When I first began writing for The Times, I was naïve about many things. But my biggest misconception was this: I actually believed that influential people could be moved by evidence, that they would change their views if events completely refuted their beliefs.
It couldn't be that he is not correct, or insufficiently persuasive.
America emerged from the Great Depression with a tightly regulated banking system. The regulations worked: the nation was spared major financial crises for almost four decades after World War II.
Post Hoc ergo Propter Hoc is ok if you have a Nobel. A lot of things were unique to that period: Jim Crow laws, the Korean War, fear of nuclear death, Elvis...I suppose they all caused the prosperous 1950s. I'm not sure what, specifically, he thinks was a good policy: the separation of Investment Banking from commercial banking? That has been shown irrelevant looking at cross-country analysis, and even in this latest crisis, it was not investment/commercial bank hybrids that did much different. Perhaps he's talking about the various Securities acts of 1934 and 43, which basically made brokers sign statements with their addresses, and noting they understood parochial laws that forbid stealing and fraud (who knew?).
The first big wave of deregulation took place under Ronald Reagan — and quickly led to disaster, in the form of the savings-and-loan crisis of the 1980s.
The economy is a big, complex thing. To blame the S&L crisis on Reagan is like blaming WW2 on Franklin D. Roosevelt. Its long history, from the Depository Institutions Deregulation and Monetary Control Act of 1980, to the Garn–St. Germain Depository Institutions Act of 1982, to Tax Reform in 1986, created a problem that was not anticipated by either party very well. But they started in the Carter administration.
In a memorable 2003 incident, top bank regulators staged a photo-op in which they used garden shears and a chainsaw to cut up stacks of paper representing regulations.
And the bankers — liberated both by legislation that removed traditional restrictions and by the hands-off attitude of regulators who didn’t believe in regulation — responded by dramatically loosening lending standards.
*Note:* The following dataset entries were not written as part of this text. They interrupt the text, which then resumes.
PR #7048, opened 2023-10-24
Compress `changeFrame` events

klakhov:
### Motivation and context

We have too many event records of `changeFrame` and `zoomImage` events. They are not really informative. This pr compresses `changeFrame` events and increases ignore events timeouts
 
### Checklist

- ~~[] I have updated the documentation accordingly~~

### License


cvat-core/src/logger-storage.ts
```diff
@@ -36,19 +46,37 @@ class LoggerStorage {
...
                         currentPayload.object_id === previousLog.payload.object_id &&
                         currentPayload.id === previousLog.payload.id
                     );
                 },
+                update: defaultUpdate,
+            },
+            [LogType.changeFrame]: {
+                lastLog: null,
+                timeThreshold: 4000,
+                ignore(previousLog: EventLogger, currentPayload: any): boolean {
```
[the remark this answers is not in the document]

He seems to forget that the regulators were actually punishing banks that did not lower their standards sufficiently. To meet Community Reinvestment Act goals, and goals set forth at the Justice Department, banks had to get more loans into minority groups, and the easiest way to do that was to lend with no money down based on the incorrect, but widely held assumption that housing prices, in aggregate, would not go down. Regulators were encouraging this, so to the degree there would have been 'more regulation', it would have only been worse.
In part, the prevalence of this narrative reflects the principle enunciated by Upton Sinclair: “It is difficult to get a man to understand something when his salary depends on his not understanding it.”
To Krugman, it's all about good guys and bad guys. He and his ilk are good guys, who are for helping humanity, seek what is true. Those who disagree with him are selfishly motivated (unlike, say, union members or bureaucrats), or plain stupid.
But he's really smart! He has a Nobel prize!
6 comments:
Krugman really doesn't have a Nobel prize. He has the Bank of Sweden Prize in honor of Alfred Nobel. Economists suffering from physics envy needed an ersatz Nobel to make them feel important, so the Bank bribed the Swedish Academy to administer the prize for them. They got what they wanted as the media now refers to the Bank's prize as a Nobel, which it isn't.
Many people say it doesn't matter since the same body administers the economic prize. In other words, it's the Swedish Academy that gives the prizes their prestige. If that's true, then all the Nobels should be called the "Swedish Academy Prize."
The Nobel family family has been upset over this deception for a long time, but has been unable to stop.
It's difficult to get a NY Times columnist to get something when his continuance on the Op-ed page is dependent on his not getting it.
Amen to Zarkov01--this really needs to be pointed out more in the MSM. . .
Krugman is so smarmy, so repulsive... in addition to being just plain wrong. I don't care how expert he is at economic mathematics. He is a partisan, a puppet, a joke. An thankfully, their are economists all over the blogsphere outing him appropriately....
Economists like Krugman fail to recognize the affect that evolving cultural norms and attitudes play in economic outcomes.
What chance that the Great Depression and WW2 had on the prudence and risk aversion of people in the early post-war decades?
Homo-economicus does not change his/her behaviour through historic time, but real men and women surely do. Economists, as always, stuck in their ivory towers, miss this point completely.
The profession has very little real world revelance, from a scientific point of view. Political Economy was a far more accurate title than Economics.
what great insights today do we use from, say, Myrdal, Leontief, or Lewis?
O Eric! how soon you kids forget! Leontief was one of the pioneers of linear optimisation methods in economics - the early drafts of Markowitz's portfolio theory were regularly explained by analogy to input-output tables, which had previously been the main use of linear algebra in economics.